Data engineering is something I stumbled into likely similar to many engineers. Many of underlying concerns are fairly ubiquitous and In addition to fairly typical business intelligence reporting asks I had fairly early experience designing a data warehouse solution and some supporting transformation logic as an effort to enable very different operational and analytical needs to vary more independently. I was subsequently briefly on a team that owned analytics and therefore helped design a more complete extract-transform-load (ETL) system which populated a warehouse style database along with a supporting visualization layer.
I’ve since spent a fair amount of time in more of a supporting/consulting role, helping to verify the work of teams more actively involved in crafting solutions and assist in working through integrations with operational data stores and challenges that may arise.
Fundamentals of Data Engineering provides a high-level survey of the data engineering space. In my opinion it remained too high level and general (and some of the details or implications seemed suspsect) without really carving out a distinct discipline and therefore it seems like it would be most valuable for either an engineer very early on in their career, or someone such as an analyst that does not have a software engineering background. For someone with an engineering background the vast majority of the content is likely to overlap with information which is better covered elsewhere and those aspects that are unique to data engineering are not treated in-depth. It arguably does firmly establish fundamentals but instead provides the aforementioned high-level survey and therefore seems most poised to guide readers to know where to look for further information rather than being a primary source in and of itself (which is by no means a bad thing though it likely could have been done more succinctly).

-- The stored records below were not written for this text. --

PR #5497, opened 2025-07-08
fix: Added support to handle empty dataframe

aniketpalu:

Adds validation to `write_to_online_store` and `write_to_online_store_async` to prevent empty dataframes from being written to the online store.

**Changes:**
- Validates completely empty dataframes 
- Validates dataframes with entity data but empty feature columns
- Works with both `df` and `inputs` parameters
- Throws descriptive `ValueError` messages

[RHOAIENG-27681](https://issues.redhat.com/browse/RHOAIENG-27681)

# Misc

Added comprehensive unit tests in `TestEmptyDataFrameValidation` class.

### DIFF
--- a/sdk/python/feast/feature_store.py
+++ b/sdk/python/feast/feature_store.py
@@ -1746,8 +1746,6 @@ class FeatureStore:
             allow_registry_cache (optional): Whether to allow retrieving feature views from a cached registry.
             transform_on_write (optional): Whether to transform the data before pushing.
 
-        Raises:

The current trend is around the definition of data products within a data mesh. While many of the related threads may drift towards technical aspects, the single most crucial aspect in my opinion is the notion that the teams which generate the data have ownership over the semantics and additional contracts around the data. Over the years I’ve certainly spent far too long on conversations and work that were spawned by data teams both duplicating logic and breaking encapsulation, and simply trying to reconstruct what exactly a particular piece of data means after a couple years of people interacting with it and seemingly driven more by accident than intent.
Danilo Sato provides a nice introduction to current trends and their motivations here, which provides a good backdrop for some of the conversations in which I currrently am involved.